Victims of ransomware paid their attackers more than $1 billion last year, a new report has found, a record high that shows that many cybercriminals are raking in money by extorting people and institutions with near impunity.
The figure comes from a study of 2023 ransomware payments conducted by Chainalysis, a company that tracks cryptocurrency payments around the world.
Ransomware attacks happen when criminal hackers break into the computer networks of organizations like businesses, hospitals or school systems. They encrypt their victims’ computers, steal sensitive files or both and demand payments in cryptocurrency for keys that could unlock those computers or promises not to leak the files. People involved in ransomware can be anywhere. Many major groups are Russian-speaking, and Russia does not extradite its citizens.
Despite efforts to contain the ransomware criminal ecosystem, the promise of wealth and the relative lack of consequences have spurred more ransomware hackers than ever before, said Jackie Koven, the head of cyber threat intelligence at Chainalysis.

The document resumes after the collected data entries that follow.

PR #942, opened 2024-08-06
Chiara/websockets to ops

ch-iara:


rita_client/src/heartbeat/mod.rs
```diff
@@ -128,7 +128,7 @@ fn send_udp_heartbeat() {
         heartbeat_url = "7.7.7.7:33333";
         info!("We are using dev env heartbeart url");
     } else if cfg!(feature = "operator_debug") {
-        heartbeat_url = "192.168.10.2:33333";
+        heartbeat_url = "192.168.1.214:33333";
```
jkilpatr, line 131: just flagging that this shouldn't be checked in in the final pr.

rita_client/src/operator_update/ops_websocket.rs
```diff
@@ -0,0 +1,118 @@
...
+        let runner = System::new();
+        runner.block_on(async move {
+            let res = awc::Client::new().ws(url).connect().await;
+            match res {
+                Ok((res, mut ws)) => {
+                    info!("Websocket actor is connected {:?}", res);
+                    let mut ops_last_seen_usage_hour: Option<u64> = None;
+                    loop {
+                            // check if there is anything to read first
+                            let res = timeout(Duration::from_millis(10), ws.next()).await;
```
jkilpatr, line 42: this loop should be split out into its own function so it's easier to separate the logic form all the threads/runners

rita_client/src/operator_update/ops_websocket.rs
```diff
@@ -0,0 +1,118 @@
...
+                            if let Ok(Some(res)) = res {
+                                let msg = res.unwrap();
+                                ops_last_seen_usage_hour = handle_received_operator_message(msg);
+                            }
+
+                            // then send over new checkin data
+                            let update_data = get_operator_checkin_data(ops_last_seen_usage_hour);
+                            if update_data.is_err() {
+                                error!("Failed to get operator checkin data, cannot check in with operator server");
+                                break;
```
jkilpatr, line 52: why exactly do we want to break in this case?

rita_client/src/operator_update/ops_websocket.rs
```diff
@@ -0,0 +1,118 @@
...
+                            }
+                            let serialized = serde_json::to_vec(&update_data.unwrap()).unwrap();
+                            info!("Sending checkin through websocket!");
+                            let did_send = ws.send(ws::Message::Binary(serialized.into())).await;
+                            match did_send {
+                            Ok(_) => {
+                                // check again for any responses to read
+                                let res = timeout(Duration::from_millis(10), ws.next()).await;
```
jkilpatr, line 60: this timeout should be a constant somewhere and should be much lower like 100ms, we're not really waiting for a response from upstream we're checking if one has already arrived.

jkilpatr (changes requested):
This is a great structure overall and only needs some minor cleanup before it's ready to merge.

rita_client/src/operator_update/mod.rs
```diff
@@ -52,38 +61,61 @@ lazy_static! {
...
     }
-
+    neighbor_info
+}
+pub fn get_contact_info() -> Option<ContactType> {
+    let rita_client = settings::get_rita_client();
+    let exit_client = rita_client.exit_client;
+    option_convert(exit_client.contact_info)
+}
+pub fn get_install_details() -> Option<InstallationDetails> {
```
jkilpatr, line 106: these accessory functions would do better in the settings module, also atomic setters would be nice.

ch-iara: I've put these ones that are just from settings in the settings module, but some of these getters are not easily transferable (see get_hardware_info_update) or aren't really settings (the usage/throughput getters and rita uptime) so I've left them here

althea_types/src/websockets.rs
```diff
@@ -0,0 +1,200 @@
...
+    /// Fully reboots the router, this includes a power cycle not just a restart of the
+    /// routing processes. For x86 machines this action comes with some risk as devices may
+    /// get stuck in the BIOS if not configured properly.
+    Reboot,
+    /// Restart babeld and rita on the router
+    SoftReboot,
+    /// Sends instructions from op tools about the type of update to perform, either a sysupgrade
+    /// or an opkg update, to be removed after all routers >= beta 19 rc9
+    Update {
+        instruction: UpdateTypeLegacy,
```
jkilpatr, line 109: shouldn't we use the latest update type not the legacy here?

jkilpatr (approved):
I really like the comments and architecture here, very clean and everything I hoped for when speccing this out. 

Just one comment on what type we use. But we can possibly skip that.

althea_types/src/websockets.rs
ch-iara: we do, with UpdateV2- this is left in to maintain ops compatibility since I've just moved this struct over from the other file

jkilpatr:
This is really great work, excited to merge this into the beta22 branch for a firmware build.

PR #988, opened 2024-09-09
Update exit list signing infra for contract based exits

jkilpatr:
This pr can be split into modernization/update work and then exit list functionality changes.

The goal is that routers have a list of keys which can be used as the root of trust for the exit list. An exit list server exists online, publicly queryable, and returns a signed list of exits as they exit in the exit registration smart contract.

This allows exits to simply query and pass along this list to clients at will, the clients can then verify the list against their stored root of trust, and bootstrap using these exits. This resolves the need to trust a local exit to bootstrap from it and simplifies the previous structures in which the exits needed other exits configured in which to serve their own lists.


ch-iara:
Some questions for the signing loop: 
Is the idea to sign all cached values, then store them in a second cache to load? Otherwise I'm not seeing the point there when to_encrypted_server_list can be run when a client requests a signed list (and from my understanding these are one and the same caches we're accessing between the signing loop and the endpoint- but perhaps that's not true since as it stands there is a cache sent in to the endpoint as an argument?)

And then, how do I retrieve data for a contract that is not already in the cache?

exit_trust_root/src/bin.rs
```diff
@@ -25,58 +33,132 @@ pub const DOMAIN: &str = if cfg!(test) || DEVELOPMENT {
 /// The backend RPC port for the info server fucntions implemented in this repo
 const SERVER_PORT: u16 = 9000;
 
+lazy_static! {
+    static ref EXIT_CONTRACT_CACHE: Arc<RwLock<HashMap<Address, ExitContractSignatureCacheValue>>> =
+        Arc::new(RwLock::new(HashMap::new()));
```
jkilpatr, line 38: you can use actix_web db data for this (which won't run into scoping problems in the test environment) https://docs.rs/actix-web/latest/actix_web/web/struct.Data.html

exit_trust_root/src/bin.rs
```diff
@@ -25,58 +33,132 @@ pub const DOMAIN: &str = if cfg!(test) || DEVELOPMENT {
...
+        // we already have a signed list- now to encrypt it given the nonce & our... keys...
+        let plaintext = serde_json::to_string(&self.exit_list.data)
+            .expect("Failed to serialize ExitServerList")
+            .into_bytes();
+        // using the clarity private key as the Crypto_box SecretKey
+        let our_secretkey = SecretKey::from(CONFIG.clarity_private_key.to_bytes());
+        let b = SalsaBox::new(&their_pubkey, &our_secretkey);
+        let ciphertext = b.encrypt((&self.nonce).into(), plaintext.as_ref()).unwrap();
+        EncryptedExitServerList {
+            pubkey: CONFIG.wg_private_key,
```
ch-iara, line 123: Flagging this should be pubkey not priv

althea_types/src/exits/mod.rs
```diff
@@ -101,33 +102,11 @@ pub struct EncryptedExitState {
...
-
-impl ExitListV2 {
-    pub fn into_identities(self) -> Vec<Identity> {
-        self.exit_list.into_iter().map(|exit| exit.into()).collect()
-    }
-}
+// impl ExitList {
+//     pub fn into_identities(self) -> Vec<Identity> {
+//         self.exit_list.into_iter().map(|exit| exit.into()).collect()
+//     }
```
jkilpatr, line 108: this can just be removed I think.

exit_trust_root/config.toml
```diff
@@ -0,0 +1,5 @@
+[clarity_private_key]
+'0102030405060708090a0b0c0d0e0f101112131415161718191a1b1c1d1e1f1e'
```
jkilpatr, line 2: can we remove checked in config files if possible?

exit_trust_root/src/bin.rs
```diff
@@ -0,0 +1,163 @@
...
+    }
+}
+
+async fn retrieve_exit_server_list(
+    exit_contract: Address,
+    cache: Arc<RwLock<HashMap<Address, SignedExitServerList>>>,
+) -> Result<SignedExitServerList, Web3Error> {
+    const WEB3_TIMEOUT: Duration = Duration::from_secs(10);
+    let exits = get_exits_list(
+        &Web3::new("https://dai.althea.net", WEB3_TIMEOUT),
```
jkilpatr, line 69: this url should be a const at the top of the program main

rita_client/src/exit_manager/requests.rs
```diff
@@ -271,10 +268,23 @@ pub async fn get_exit_list(exit: IpAddr) -> Result<ExitListV2, RitaClientError>
...
 
-    match decrypt_exit_list(&our_privkey.into(), value, &exit_pubkey.into()) {
-        Err(e) => Err(e.into()),
-        Ok(a) => Ok(a),
+    //verify the signature on the list
+    let key = list.data.contract;
+    let sig = list.clone().signature;
+    match list.data.verify(key, sig) {
+        true => Ok(list),
+        false => Err(RitaClientError::MiscStringError(
```
jkilpatr, line 286: where it's feasible try to make a new error on RitaClientError rather than just using miscstring error it's a catch all that ideally we use sparingly and eventually eliminate. Having a specific error type will make it easier for callers to match on and handle the signature failed error if they ever want to.

rita_exit/src/network_endpoints/mod.rs
```diff
@@ -191,119 +188,49 @@ pub async fn get_exit_timestamp_http(_req: HttpRequest) -> HttpResponse {
...
-pub async fn get_exit_list(request: Json<EncryptedExitClientIdentity>) -> HttpResponse {
-    let exit_settings = get_rita_exit();
-    let our_secretkey: WgKey = exit_settings.network.wg_private_key.unwrap();
-    let our_secretkey = our_secretkey.into();
-
-    let their_nacl_pubkey = request.pubkey.into();
-
-    let contact = Web3::new(&get_web3_server(), CLIENT_STATUS_TIMEOUT);
+/// This exit may not be included in the list returned by the smart contract! If this is the case it must
+/// first be added to the root of trust server, and clients will know to choose a different exit.
```
jkilpatr, line 192: This comment needs some more detail to avoid confusion for future readers IMO.

Because exits are running their get_exit_list endpoint on a webserver with a multihomed ip within the babel mesh any exit that is plugged in and online will be getting exit server list requests, regardless of if that exit is on the list or otherwise. This is secure due to the signatures of course, but it's important to realize that clients could talk to any one of an arbitrary number of exits on the network for this list and then find only a very small subset, or even none of those exits are permitted roaming targets once it verifies the list results.

rita_exit/src/network_endpoints/mod.rs
```diff
@@ -191,119 +188,49 @@ pub async fn get_exit_timestamp_http(_req: HttpRequest) -> HttpResponse {
...
-                        && !exit.payment_types.is_disjoint(&accepted_payments)
-                    {
-                        ret.push(exit_identity_to_id(exit))
-                    }
-                }
-                ret.push(our_id); // add ourselves to the list
-                ret
+    // we are receiving a SignedExitServerList from the root server.
+    let signed_list: SignedExitServerList =
+        match get_exit_list_from_root(contract_addr).await {
```
jkilpatr, line 199: this should have a cache just like the root of trust server does. That way if the exit experiences a momentary blip in connectivity, or say the exit root of trust server goes down for a few seconds, or even hours, while maint is happening it won't disrupt normal operation.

“Newcomers are lured by the promise of lucrative returns, the low barriers of entry,” she said.
Some hackers have become more sophisticated, finding more creative and advanced ways to break into victims’ computers. But many successful ransomware attacks come from the sheer number of people trying to break into companies that might pay, leading to a drumbeat of large payments.
“We’re seeing that 75% of ransomware payments are for a million dollars or higher,” Koven said.
The numbers are high despite a surge in efforts to counter ransomware, including occasional takedowns against ransomware groups launched by the Australian and U.S. governments. The Treasury Department has sanctioned some ransomware groups and cryptocurrency companies accused of laundering their funds, making it difficult for victims in some circumstances to legally pay off their hackers.
But paying a ransom is generally not illegal, and it can be less costly than refusing hackers’ demands.
In September, MGM Resorts in Las Vegas refused to pay after a ransomware attack. According to a Securities and Exchange Commission filing, the fallout from lost business and replacing damaged computer systems cost the company around $100 million.
“There is a whole government and industry mobilization to stop ransomware, and the problem has only gotten worse,” said Allan Liska, a ransomware analyst at the cybersecurity company Recorded Future.
“Don’t get me wrong; we’ve made real progress. Takedowns are rapidly increasing, as are law enforcement actions,” he said. “But we are still losing the fight.”